Japan's Financial Services Agency is using proposed revisions to the supervisory guidelines for authorized specific insurance providers to put more explicit compliance expectations around sales conduct. Comment results released on May 29 show the agency focusing on how firms train and control insurance solicitors, how they oversee agencies, and how the supervisor itself will monitor them, while also revisiting the rule on special benefits in solicitation.
In the section on education, management and instruction, the existing requirement to train solicitors on legal compliance, knowledge of insurance contracts and internal administrative controls, including proper handling of customer information, remains in place. What the redline spells out more clearly is agency oversight: providers are expected to verify, through agency audits as well as day to day guidance, whether agencies have appropriate control frameworks and whether solicitation is being handled properly. If issues are found, firms should seek improvements within a specified deadline.
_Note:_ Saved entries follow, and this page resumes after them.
PR #1669, opened 2021-12-27
chore: fix test reports

fabiomadge:
There are error notifications about failures in the CI. The reports of parse errors `on` should go away.

### DIFF
--- a/.github/workflows/release-downloads.yml
+++ b/.github/workflows/release-downloads.yml
@@ -5,7 +5,8 @@ name: Test Release Downloads
 on:
   release:
     types: [ published ]
-  workflow_dispatch: // For manual testing through the Actions UI
+  # For manual testing through the Actions UI
+  workflow_dispatch:
 
 jobs:
   build:
--- a/.github/workflows/test-report.yml
+++ b/.github/workflows/test-report.yml
@@ -1,13 +1,14 @@
-name: 'Test Report'
+name: "Test Report"
 on:
   workflow_run:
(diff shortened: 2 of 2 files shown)


fabiomadge:
This seems to do some of what I'm promising, but might need to be in master to be fully evaluated.

keyboardDrummer:
Seems like the build is quite unstable. Two errors that don't seem to relate to this change:

```
/home/runner/.dotnet/sdk/6.0.101/Sdks/Microsoft.NET.Sdk/targets/Microsoft.NET.Sdk.targets(172,5): error MSB4018: System.IO.IOException: The process cannot access the file '/home/runner/work/dafny/dafny/dafny/Binaries/net6.0/linux-x64/DafnyServer.deps.json' because it is being used by another process. 
```

and

```
Error: /Users/runner/.dotnet/sdk/6.0.101/Sdks/Microsoft.NET.Sdk/targets/Microsoft.NET.Sdk.targets(550,5): error NETSDK1177: Failed to sign apphost with error code 0: /Users/runner/work/dafny/dafny/dafny/Source/DafnyServer/obj/Release/net6.0/osx-x64/apphost: No such file or directory [/Users/runner/work/dafny/dafny/dafny/Source/DafnyServer/DafnyServer.csproj]
```

keyboardDrummer (approved):
> This seems to do some of what I'm promising, but might need to be in master to be fully evaluated.

Could you be more specific about what you can see it does and what you're still unsure about?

A newly inserted supervisory-response section then tells firms what happens if the FSA is not persuaded. The agency says it will use in-depth hearings and off-site monitoring to assess how providers supervise solicitors. Where needed, it may request reports under Article 272-22 as applied by the revised law, and if it identifies serious problems, it may take administrative action under Articles 132 or 133 as applied by the same framework.
The package also reaches the rules on "special benefits" tied to concluding or soliciting insurance contracts, under the provision linked to Article 300, paragraph 1, item 5, as applied by the amended regime. The excerpt in the public packet cuts off before the full wording of that section, so what is clear at this stage is the FSA's focus on inducements, not every interpretive detail of the amended text.
That matters because the draft treats distribution control as something supervisors can test, not just something firms can describe in a policy manual. Training records, agency audits, remediation deadlines and documentary evidence all sit closer to the centre of the checklist in the revised text.
For firms covered by this regime, the message is mundane and therefore important: teach agents, audit agencies, fix problems on a clock, and expect the supervisor to ask for proof. The FSA has published comment results, not a full implementation explainer, so the wording could still evolve before the revised guidelines take effect.